▶ WHAT IS REQUIRED
Would you output the entries below only from the line containing "the other handling?" through the line containing "private void execEditorActivity(EditorActivity", exactly as they stand and with both ends included?

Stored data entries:
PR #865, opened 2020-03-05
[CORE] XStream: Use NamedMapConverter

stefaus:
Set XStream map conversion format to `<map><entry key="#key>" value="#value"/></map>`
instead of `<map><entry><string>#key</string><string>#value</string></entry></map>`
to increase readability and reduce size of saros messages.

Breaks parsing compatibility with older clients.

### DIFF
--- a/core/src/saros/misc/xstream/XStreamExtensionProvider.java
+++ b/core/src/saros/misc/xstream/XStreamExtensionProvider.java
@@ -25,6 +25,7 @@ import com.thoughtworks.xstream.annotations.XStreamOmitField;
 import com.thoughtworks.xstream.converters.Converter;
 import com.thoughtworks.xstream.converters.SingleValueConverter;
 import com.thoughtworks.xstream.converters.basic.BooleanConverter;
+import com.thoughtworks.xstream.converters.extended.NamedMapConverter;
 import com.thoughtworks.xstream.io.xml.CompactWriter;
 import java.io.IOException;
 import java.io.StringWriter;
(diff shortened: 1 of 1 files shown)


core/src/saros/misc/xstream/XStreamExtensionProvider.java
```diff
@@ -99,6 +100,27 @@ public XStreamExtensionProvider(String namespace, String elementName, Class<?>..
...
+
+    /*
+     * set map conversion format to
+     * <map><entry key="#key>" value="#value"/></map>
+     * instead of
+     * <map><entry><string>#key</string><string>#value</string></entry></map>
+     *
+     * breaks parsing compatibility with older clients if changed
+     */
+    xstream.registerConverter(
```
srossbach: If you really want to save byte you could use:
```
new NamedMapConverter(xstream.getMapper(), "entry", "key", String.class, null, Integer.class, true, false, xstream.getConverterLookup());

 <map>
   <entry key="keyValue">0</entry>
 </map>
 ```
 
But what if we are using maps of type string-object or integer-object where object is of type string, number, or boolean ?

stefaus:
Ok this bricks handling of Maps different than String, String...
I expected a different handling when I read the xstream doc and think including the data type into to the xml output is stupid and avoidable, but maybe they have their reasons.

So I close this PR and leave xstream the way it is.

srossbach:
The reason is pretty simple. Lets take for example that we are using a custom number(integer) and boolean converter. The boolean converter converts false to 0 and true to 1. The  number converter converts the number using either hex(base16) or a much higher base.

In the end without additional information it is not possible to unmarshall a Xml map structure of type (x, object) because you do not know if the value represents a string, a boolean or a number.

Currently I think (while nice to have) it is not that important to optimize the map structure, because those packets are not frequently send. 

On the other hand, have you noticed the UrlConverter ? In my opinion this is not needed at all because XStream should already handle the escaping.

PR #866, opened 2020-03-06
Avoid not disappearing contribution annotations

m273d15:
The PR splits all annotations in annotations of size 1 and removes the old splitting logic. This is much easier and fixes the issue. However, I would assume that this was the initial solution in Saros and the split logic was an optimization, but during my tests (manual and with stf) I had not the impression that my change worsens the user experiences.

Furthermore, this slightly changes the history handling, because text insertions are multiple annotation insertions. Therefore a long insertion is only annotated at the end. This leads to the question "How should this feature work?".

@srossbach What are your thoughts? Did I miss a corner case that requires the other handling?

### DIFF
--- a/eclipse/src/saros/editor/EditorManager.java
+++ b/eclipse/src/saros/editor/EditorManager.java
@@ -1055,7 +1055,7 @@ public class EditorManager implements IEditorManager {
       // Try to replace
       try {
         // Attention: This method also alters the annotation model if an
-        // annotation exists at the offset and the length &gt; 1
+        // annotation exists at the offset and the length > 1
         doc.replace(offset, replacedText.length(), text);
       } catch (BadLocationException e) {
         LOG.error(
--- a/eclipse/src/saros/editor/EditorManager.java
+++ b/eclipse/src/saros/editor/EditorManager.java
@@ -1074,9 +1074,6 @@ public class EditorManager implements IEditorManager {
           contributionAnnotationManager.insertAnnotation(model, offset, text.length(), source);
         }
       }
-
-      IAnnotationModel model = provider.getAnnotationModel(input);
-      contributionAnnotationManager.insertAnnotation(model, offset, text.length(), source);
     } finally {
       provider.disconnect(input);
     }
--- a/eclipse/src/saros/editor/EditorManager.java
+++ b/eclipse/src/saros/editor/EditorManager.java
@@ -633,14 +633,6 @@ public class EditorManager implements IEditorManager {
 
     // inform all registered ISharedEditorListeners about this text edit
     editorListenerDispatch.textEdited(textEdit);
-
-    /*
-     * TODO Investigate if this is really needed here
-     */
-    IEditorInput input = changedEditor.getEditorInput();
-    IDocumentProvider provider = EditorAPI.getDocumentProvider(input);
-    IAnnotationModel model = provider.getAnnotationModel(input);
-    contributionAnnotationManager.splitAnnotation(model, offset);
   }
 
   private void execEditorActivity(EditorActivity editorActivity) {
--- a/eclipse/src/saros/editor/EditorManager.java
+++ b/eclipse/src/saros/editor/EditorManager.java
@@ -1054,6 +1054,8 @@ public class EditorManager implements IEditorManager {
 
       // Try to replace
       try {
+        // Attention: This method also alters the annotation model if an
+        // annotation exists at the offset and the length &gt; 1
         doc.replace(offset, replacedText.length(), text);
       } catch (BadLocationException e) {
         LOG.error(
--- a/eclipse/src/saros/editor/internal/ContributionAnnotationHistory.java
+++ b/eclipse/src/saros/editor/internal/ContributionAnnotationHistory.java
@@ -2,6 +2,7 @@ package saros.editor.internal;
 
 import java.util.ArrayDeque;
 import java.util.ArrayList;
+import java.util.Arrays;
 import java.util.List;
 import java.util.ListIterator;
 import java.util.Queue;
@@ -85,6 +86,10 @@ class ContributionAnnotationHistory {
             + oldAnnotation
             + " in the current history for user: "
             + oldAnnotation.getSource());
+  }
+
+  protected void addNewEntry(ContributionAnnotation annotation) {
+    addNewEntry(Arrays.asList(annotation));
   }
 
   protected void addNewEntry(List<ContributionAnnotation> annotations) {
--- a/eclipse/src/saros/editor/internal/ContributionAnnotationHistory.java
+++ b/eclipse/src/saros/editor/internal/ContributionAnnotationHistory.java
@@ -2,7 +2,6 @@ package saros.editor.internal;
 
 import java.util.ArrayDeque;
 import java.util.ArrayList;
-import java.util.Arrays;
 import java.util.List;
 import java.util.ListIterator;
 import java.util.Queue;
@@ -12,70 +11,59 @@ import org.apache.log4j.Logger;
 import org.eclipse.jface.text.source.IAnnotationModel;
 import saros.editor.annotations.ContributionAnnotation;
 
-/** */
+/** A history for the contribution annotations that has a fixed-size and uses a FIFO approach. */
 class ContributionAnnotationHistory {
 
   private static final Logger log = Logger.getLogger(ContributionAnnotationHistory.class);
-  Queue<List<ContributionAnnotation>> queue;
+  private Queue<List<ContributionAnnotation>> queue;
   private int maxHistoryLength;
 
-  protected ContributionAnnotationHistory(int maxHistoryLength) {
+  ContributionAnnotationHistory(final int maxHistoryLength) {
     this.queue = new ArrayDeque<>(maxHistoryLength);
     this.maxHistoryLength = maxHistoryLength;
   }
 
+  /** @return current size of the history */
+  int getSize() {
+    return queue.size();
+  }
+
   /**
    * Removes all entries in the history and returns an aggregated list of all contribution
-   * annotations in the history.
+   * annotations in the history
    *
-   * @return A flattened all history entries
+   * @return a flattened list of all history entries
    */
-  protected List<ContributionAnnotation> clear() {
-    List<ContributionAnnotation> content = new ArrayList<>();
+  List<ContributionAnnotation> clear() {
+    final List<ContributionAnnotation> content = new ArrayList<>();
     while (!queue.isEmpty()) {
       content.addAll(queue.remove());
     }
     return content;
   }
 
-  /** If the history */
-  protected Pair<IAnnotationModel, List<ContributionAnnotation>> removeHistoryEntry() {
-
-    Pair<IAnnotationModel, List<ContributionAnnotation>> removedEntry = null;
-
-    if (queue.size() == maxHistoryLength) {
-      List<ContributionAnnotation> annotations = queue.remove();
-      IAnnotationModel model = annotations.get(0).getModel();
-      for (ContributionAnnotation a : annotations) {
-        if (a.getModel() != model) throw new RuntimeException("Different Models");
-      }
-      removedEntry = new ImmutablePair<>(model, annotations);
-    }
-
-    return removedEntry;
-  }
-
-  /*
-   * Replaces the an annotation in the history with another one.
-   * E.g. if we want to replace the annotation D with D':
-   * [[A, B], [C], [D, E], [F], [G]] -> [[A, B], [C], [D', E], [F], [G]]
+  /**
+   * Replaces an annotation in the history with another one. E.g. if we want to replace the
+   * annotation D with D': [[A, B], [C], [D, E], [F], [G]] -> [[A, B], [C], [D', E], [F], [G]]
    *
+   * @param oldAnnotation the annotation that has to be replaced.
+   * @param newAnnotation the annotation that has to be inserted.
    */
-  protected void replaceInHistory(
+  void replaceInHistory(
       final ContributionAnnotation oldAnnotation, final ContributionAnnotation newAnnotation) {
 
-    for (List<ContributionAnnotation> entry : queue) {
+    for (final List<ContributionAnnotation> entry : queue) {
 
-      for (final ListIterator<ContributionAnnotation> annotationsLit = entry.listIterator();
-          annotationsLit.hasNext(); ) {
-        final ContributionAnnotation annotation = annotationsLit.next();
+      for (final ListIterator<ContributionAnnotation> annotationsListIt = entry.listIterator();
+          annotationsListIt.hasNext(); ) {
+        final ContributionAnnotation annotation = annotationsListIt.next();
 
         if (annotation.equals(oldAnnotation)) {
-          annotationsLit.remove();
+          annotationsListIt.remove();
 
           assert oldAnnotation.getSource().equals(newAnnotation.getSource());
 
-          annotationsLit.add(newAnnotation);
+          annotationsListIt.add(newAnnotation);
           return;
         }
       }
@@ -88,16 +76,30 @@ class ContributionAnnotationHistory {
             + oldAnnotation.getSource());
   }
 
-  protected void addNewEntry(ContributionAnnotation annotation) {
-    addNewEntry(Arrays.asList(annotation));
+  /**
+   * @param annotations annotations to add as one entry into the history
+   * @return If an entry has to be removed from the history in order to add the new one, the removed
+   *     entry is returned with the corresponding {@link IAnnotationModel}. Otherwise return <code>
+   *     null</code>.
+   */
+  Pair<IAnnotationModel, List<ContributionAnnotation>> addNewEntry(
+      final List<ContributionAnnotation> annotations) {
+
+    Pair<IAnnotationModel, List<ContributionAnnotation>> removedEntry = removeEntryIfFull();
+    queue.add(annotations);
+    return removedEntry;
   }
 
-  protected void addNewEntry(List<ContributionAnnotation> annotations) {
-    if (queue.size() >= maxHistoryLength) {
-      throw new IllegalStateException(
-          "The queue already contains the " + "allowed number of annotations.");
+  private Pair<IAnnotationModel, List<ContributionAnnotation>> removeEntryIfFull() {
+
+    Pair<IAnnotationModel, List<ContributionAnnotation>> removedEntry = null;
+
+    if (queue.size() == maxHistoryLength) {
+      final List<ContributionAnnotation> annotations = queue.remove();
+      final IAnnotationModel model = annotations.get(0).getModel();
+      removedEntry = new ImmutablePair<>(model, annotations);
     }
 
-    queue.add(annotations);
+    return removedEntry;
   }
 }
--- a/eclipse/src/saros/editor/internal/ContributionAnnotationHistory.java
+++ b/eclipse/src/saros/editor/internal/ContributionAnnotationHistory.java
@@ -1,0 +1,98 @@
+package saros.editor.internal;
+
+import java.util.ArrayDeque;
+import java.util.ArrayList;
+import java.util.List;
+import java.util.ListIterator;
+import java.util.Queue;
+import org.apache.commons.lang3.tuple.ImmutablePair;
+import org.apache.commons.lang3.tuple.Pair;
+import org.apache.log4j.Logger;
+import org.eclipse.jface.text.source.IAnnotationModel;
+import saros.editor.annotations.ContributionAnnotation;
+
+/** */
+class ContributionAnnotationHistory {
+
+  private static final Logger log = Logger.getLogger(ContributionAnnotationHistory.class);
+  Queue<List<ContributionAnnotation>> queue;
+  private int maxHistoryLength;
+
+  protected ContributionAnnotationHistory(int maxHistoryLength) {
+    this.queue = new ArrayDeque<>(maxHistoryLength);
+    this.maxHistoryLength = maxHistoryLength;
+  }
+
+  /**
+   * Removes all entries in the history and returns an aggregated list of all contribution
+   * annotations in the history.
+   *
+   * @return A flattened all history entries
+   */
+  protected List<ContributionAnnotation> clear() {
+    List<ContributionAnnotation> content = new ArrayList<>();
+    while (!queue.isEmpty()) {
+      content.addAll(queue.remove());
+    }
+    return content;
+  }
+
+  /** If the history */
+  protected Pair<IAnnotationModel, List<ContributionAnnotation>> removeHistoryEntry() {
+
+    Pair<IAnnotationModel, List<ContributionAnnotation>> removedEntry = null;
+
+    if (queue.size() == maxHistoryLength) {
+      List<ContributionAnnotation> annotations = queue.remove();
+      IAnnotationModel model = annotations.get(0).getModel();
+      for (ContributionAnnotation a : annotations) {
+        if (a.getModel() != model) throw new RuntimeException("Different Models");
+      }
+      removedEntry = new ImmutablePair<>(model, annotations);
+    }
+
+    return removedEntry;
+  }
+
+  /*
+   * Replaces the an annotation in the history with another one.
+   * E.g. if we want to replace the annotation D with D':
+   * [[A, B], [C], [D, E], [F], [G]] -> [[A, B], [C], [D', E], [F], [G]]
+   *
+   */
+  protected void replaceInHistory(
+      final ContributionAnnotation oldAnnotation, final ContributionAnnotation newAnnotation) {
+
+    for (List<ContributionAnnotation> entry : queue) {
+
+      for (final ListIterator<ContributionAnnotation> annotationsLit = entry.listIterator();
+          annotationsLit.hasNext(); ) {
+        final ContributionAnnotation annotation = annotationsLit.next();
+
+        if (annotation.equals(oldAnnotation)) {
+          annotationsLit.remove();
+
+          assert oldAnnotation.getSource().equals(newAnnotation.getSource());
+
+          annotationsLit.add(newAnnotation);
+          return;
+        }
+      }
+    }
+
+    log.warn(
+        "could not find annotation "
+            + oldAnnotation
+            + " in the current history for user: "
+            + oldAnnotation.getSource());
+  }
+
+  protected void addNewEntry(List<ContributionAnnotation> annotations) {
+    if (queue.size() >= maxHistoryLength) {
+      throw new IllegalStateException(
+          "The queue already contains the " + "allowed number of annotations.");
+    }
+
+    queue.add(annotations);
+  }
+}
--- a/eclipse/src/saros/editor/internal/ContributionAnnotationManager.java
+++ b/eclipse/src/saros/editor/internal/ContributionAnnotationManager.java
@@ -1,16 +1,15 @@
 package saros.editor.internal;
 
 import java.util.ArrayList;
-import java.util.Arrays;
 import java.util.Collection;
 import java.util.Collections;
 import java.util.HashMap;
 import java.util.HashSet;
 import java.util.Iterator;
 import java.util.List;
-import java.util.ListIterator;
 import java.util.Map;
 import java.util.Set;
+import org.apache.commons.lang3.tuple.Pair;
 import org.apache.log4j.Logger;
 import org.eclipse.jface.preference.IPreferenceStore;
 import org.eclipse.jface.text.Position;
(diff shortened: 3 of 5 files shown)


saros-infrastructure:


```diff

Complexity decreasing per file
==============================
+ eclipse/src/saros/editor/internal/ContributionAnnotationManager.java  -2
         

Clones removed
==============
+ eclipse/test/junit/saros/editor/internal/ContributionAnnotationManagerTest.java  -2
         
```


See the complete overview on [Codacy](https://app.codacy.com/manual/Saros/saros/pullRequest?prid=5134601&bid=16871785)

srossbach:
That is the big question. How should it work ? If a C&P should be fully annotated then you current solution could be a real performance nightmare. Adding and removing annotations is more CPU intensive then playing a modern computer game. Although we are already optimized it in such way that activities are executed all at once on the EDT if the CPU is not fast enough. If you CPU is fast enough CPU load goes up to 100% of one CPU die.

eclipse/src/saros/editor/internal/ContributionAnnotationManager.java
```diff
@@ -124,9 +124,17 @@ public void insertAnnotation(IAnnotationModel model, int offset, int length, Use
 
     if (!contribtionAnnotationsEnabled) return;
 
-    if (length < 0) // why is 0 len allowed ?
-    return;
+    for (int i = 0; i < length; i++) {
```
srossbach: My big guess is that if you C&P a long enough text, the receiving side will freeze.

▶ THE COMPLETED TASK
@srossbach What are your thoughts? Did I miss a corner case that requires the other handling?

### DIFF
--- a/eclipse/src/saros/editor/EditorManager.java
+++ b/eclipse/src/saros/editor/EditorManager.java
@@ -1055,7 +1055,7 @@ public class EditorManager implements IEditorManager {
       // Try to replace
       try {
         // Attention: This method also alters the annotation model if an
-        // annotation exists at the offset and the length &gt; 1
+        // annotation exists at the offset and the length > 1
         doc.replace(offset, replacedText.length(), text);
       } catch (BadLocationException e) {
         LOG.error(
--- a/eclipse/src/saros/editor/EditorManager.java
+++ b/eclipse/src/saros/editor/EditorManager.java
@@ -1074,9 +1074,6 @@ public class EditorManager implements IEditorManager {
           contributionAnnotationManager.insertAnnotation(model, offset, text.length(), source);
         }
       }
-
-      IAnnotationModel model = provider.getAnnotationModel(input);
-      contributionAnnotationManager.insertAnnotation(model, offset, text.length(), source);
     } finally {
       provider.disconnect(input);
     }
--- a/eclipse/src/saros/editor/EditorManager.java
+++ b/eclipse/src/saros/editor/EditorManager.java
@@ -633,14 +633,6 @@ public class EditorManager implements IEditorManager {
 
     // inform all registered ISharedEditorListeners about this text edit
     editorListenerDispatch.textEdited(textEdit);
-
-    /*
-     * TODO Investigate if this is really needed here
-     */
-    IEditorInput input = changedEditor.getEditorInput();
-    IDocumentProvider provider = EditorAPI.getDocumentProvider(input);
-    IAnnotationModel model = provider.getAnnotationModel(input);
-    contributionAnnotationManager.splitAnnotation(model, offset);
   }
 
   private void execEditorActivity(EditorActivity editorActivity) {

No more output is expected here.